In total this DNA array analysis revealed 125 ςB-dependent genes, 24 of which seem to be subject to a second, ςB-independent stress induction. We confirmed 62 of the 75 ςB-dependent genes known from the literature. Most notably, all the ςB-dependent genes identified by the proteomics approach were confirmed by this array analysis (Table 3). This observation is not surprising, because the proteomics approach should have mainly detected genes displaying strong expression as well as clear transcriptional induction. Also, most of the genes identified by transcriptional studies (27, 37) or by the transposon-based approach of Price and coworkers (10, 12) were confirmed (Table 3). However, only 14 of 24 genes newly described as ςB dependent by a promoter consensus search (36) were validated by DNA macroarrays. The reason for the surprisingly low validation rate of this group is not yet known. The list of genes already described in the literature as ςB dependent but not confirmed by this DNA macroarray analysis includes aldY, csbA, csbB, opuE, ydbP, ydhK, yotK, yoxA, ypuB, yqhA, yqhQ, yrvD, and ytkL. We cannot exclude the possibility that a few of these genes constitute false positives that were described in earlier studies. However, we suspect that in some cases the apparent lack of detection by this DNA array approach might also be an artifact due to differences in the amount or quality of the PCR products on the membrane or in the primers utilized for the cDNA synthesis. One member of the latter group is certainly opuE, whose ςB dependency has been unambiguously demonstrated (43).
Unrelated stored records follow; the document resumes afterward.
PR #545, opened 2023-12-04
State cb

### LINKED ISSUE #541: Jepsen: assertion failure in vfs.c
This Jepsen job:

https://github.com/canonical/jepsen.dqlite/actions/runs/6950544166/job/18910920901

Tripped this assertion:

https://github.com/canonical/dqlite/blob/09108b890e26965558f9117aa554513a4956be3b/src/vfs.c#L2343

MathieuBordere:
The state_cb is triggered immediately when the raft state changes,
instead of the monitor_cb, that is only polling for the state change at
the start of a loop iteration. This avoids some bugs where dqlite has to
perform cleanups on leadership loss, but wasn't informed yet of the
leadership loss.

fixes #541 

Note: When we release a new dqlite version, we will also need an 
accompanying new raft version that supports registering the state_cb.

### DIFF
--- a/src/server.c
+++ b/src/server.c
@@ -29,6 +29,26 @@
 
 #define NODE_STORE_INFO_FORMAT_V1 "v1"
 
+/* Called by raft every time the raft state changes. */
+static void state_cb(struct raft *r,
+		     unsigned short old_state,
+		     unsigned short new_state)
+{
+	struct dqlite_node *d = r->data;
+	queue *head;
+	struct conn *conn;
+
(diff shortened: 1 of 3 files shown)


cole-miller (approved):
Looks good to me, could you elaborate on why the test changes are needed?

MathieuBordere:
> Looks good to me, could you elaborate on why the test changes are needed?

The unchanged tests only waited for the leader barrier to be applied, so they didn't test an ex-leader trying to apply frames to it's WAL. The changes explicitly wait for the barrier first and then wait for the `COMMAND_FRAMES` to be applied.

Induction of ςB-dependent genes ranged from twofold to several hundredfold. Such extreme induction ratios might be explained by the fact that ςB, which is almost inactive during exponential growth, exclusively controls some ςB-dependent genes. Frequently, general stress genes contain additional promoters, in most cases ςA-dependent promoters, that allow significant basal expression level during growth. Accordingly, the stress induction ratios of genes in the latter group are lower than those for the former.

When the data were analyzed, it was apparent that salt and ethanol triggered much stronger induction of the ςB regulon than heat stress, although heat stress was effective in inducing heat-specific stress proteins (see below). The reason for this difference is not clear but might be related to the influence of the stresses on growth and consequently their stringency. Both ethanol and salt reduced the growth rate slightly at the concentration used (final concentration, 4%), whereas a temperature shift from 37 to 48°C still stimulated growth.

Sometimes not all genes of an operon met the stringent criteria applied. If the missing genes were flanked by genes displaying a clear induction pattern (e.g., yfhL) or if the operon structure had been experimentally proven (e.g., the bmrU bmr bmrR operon), the genes were added to the table, since the failure of detection was most likely caused by the limitations of the array analysis described above. Applying stringent criteria to the searches will certainly minimize the detection of false-positive candidates, but at the risk of producing false negatives. Besides the genes listed in Tables 1 and 2, we uncovered a group of genes with either a less conserved ςB-dependent promoter or a stress induction pattern just failing to fulfill the requirements outlined above. These 38 genes (aldY, aroI, mtrA, purK, rbfA, spoIIQ, yabK, yacO, yazC, ycsE, ydcF, yddS, yeaC, yerD, yfjB, yfkC, yfkT, yfmG, yfmK, ygxA, yhdE, ykrS, ykrT, ykyB, ykzC, yrrU, ysdB, ytzB, ytzE, yumB, yusD, yusS, yutK, yvaM, ywdJ, ywdL, ywlB, and ywmF) are currently the subject of detailed Northern blot analysis to clarify their potential ςB dependence.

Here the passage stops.